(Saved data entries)
PR #434, opened 2023-09-14
Deep Links Fix

MortMH:


domains/auth/Auth.API/Unit.Tests/Controllers/OidcControllerTests.cs
```diff
@@ -399,7 +399,8 @@ public async Task CallbackAsync_ShouldReturnRedirectToPath_WhenConfigured()
 
         var uri = new Uri(result.Url);
         Assert.Equal(testOptions.FrontendRedirectUri.Host, uri.Host);
-        Assert.Equal(redirectionPath, uri.AbsolutePath);
+        Assert.Equal(testOptions.FrontendRedirectUri.AbsolutePath, uri.AbsolutePath);
+        Assert.Contains($"redirectionPath={redirectionPath}", HttpUtility.UrlDecode(uri.AbsoluteUri));
```
CodeReaper, line 403: It would be better to extract the actual value from the query string - we do this in some other places when examining 'token' for instance.

CodeReaper (approved):

PR #452, opened 2023-09-27
(Bugfix) GET ConnectionInvitation no longer returns OK, if user is se…

sahma19:
…nder

  - Now returns 400 BadRequest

**Work item**
Each line from the one containing "PR #452, opened 2023-09-27" through the end of the entries, both included, is to be returned exactly, with no other lines.

**Task response**
PR #452, opened 2023-09-27
(Bugfix) GET ConnectionInvitation no longer returns OK, if user is se…

sahma19:
…nder

  - Now returns 400 BadRequest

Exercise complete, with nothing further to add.